Physics Study in London League Tables

London is the best city to study in and physics is the best subject to study – a potentially biased opinion but one that I am proud to argue and experience first hand. Quite a few institutions are offering Physics degrees and pupils forced to apply via UCAS use university league tables as a crutch in choosing an institution. In a future article I will discuss how I think this pressure to pick “the best” university is nonsense for the majority, an unnecessary worry, that the geography should be the main focus, but that’s for another time.
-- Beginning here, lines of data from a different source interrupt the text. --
PR #308, opened 2022-11-09
Solution

Tanya-Grebenkina:
[DEMO LINK](https://Tanya-Grebenkina.github.io/react_keyboard/)

### DIFF
--- a/src/App.tsx
+++ b/src/App.tsx
@@ -10,14 +10,14 @@ export class App extends Component<{}, State> {
   };
 
   componentDidMount() {
-    document.addEventListener('keyup', this.handlerKeyEvent);
+    document.addEventListener('keyup', this.keyEventHandler);
   }
 
   componentWillUnmount() {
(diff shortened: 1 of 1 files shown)


src/App.tsx
```diff
@@ -1,7 +1,37 @@
...
+
+  componentDidMount() {
+    document.addEventListener('keyup', this.handlerKeyEvent);
+  }
+
+  componentWillUnmount() {
+    document.removeEventListener('keyup', this.handlerKeyEvent);
+  }
+
+  handlerKeyEvent = (event: KeyboardEvent) => {
```
polosanya, line 20:
```suggestion
  keyEventHandler = (event: KeyboardEvent) => {
```
It is a good tone not to use function before declaration. Please move it above
Also, I think keyEventHandler would sound better

polosanya (changes requested):
Almost perfect! Please pay attention to my comments

liliia-livandovskaya (approved):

Here I will simply list London’s vast array of options.

For simplicity and because I refuse to purchase The Times Higher Education book or pay to look online, I’m going to use The Guardian’s subject table.

6th – Imperial College

8th – UCL, University of London

20th – Royal Holloway, University of London

32nd – King’s College London, University of London

41st – Queen Mary, University of London

This is an enormously different picture to three years ago. UCL and Imperial were pushing for top 4 positions with Queen Mary and King’s in considerably lower positions than previous years.

As a graduate, I receive a much better understanding as to some of the criteria used to complete the university tables. One column takes the overall satisfaction of students gathered via The National Student Survey with the current year’s now being published to universities. That data is with regards to the year of 2014 yet the league table exists currently for students applying for 2015 entry. The current data from 2013’s cohort is being used to influence students that will enter in 2015 – a two year difference. It’s arguably outdated. This was one of the only columns that I naively believed to be a good indication as to the quality of the university but as an insider knowing just how large the difference between 2013’s and 2014’s NSS is, I can say that students should be cautious.

Prospective students: remember that the league tables are a guide, not to be a decision maker but a tool. I have never met anybody that said “I hate studying in London”. It’s a fantastic location to be in and whilst you’re an undergraduate, you are allocated an increased student loan for being in the capital as well as zero council tax making the city affordable. Strongly consider making one of your options one of the 5 above. London and physics will be the best decision you ever make.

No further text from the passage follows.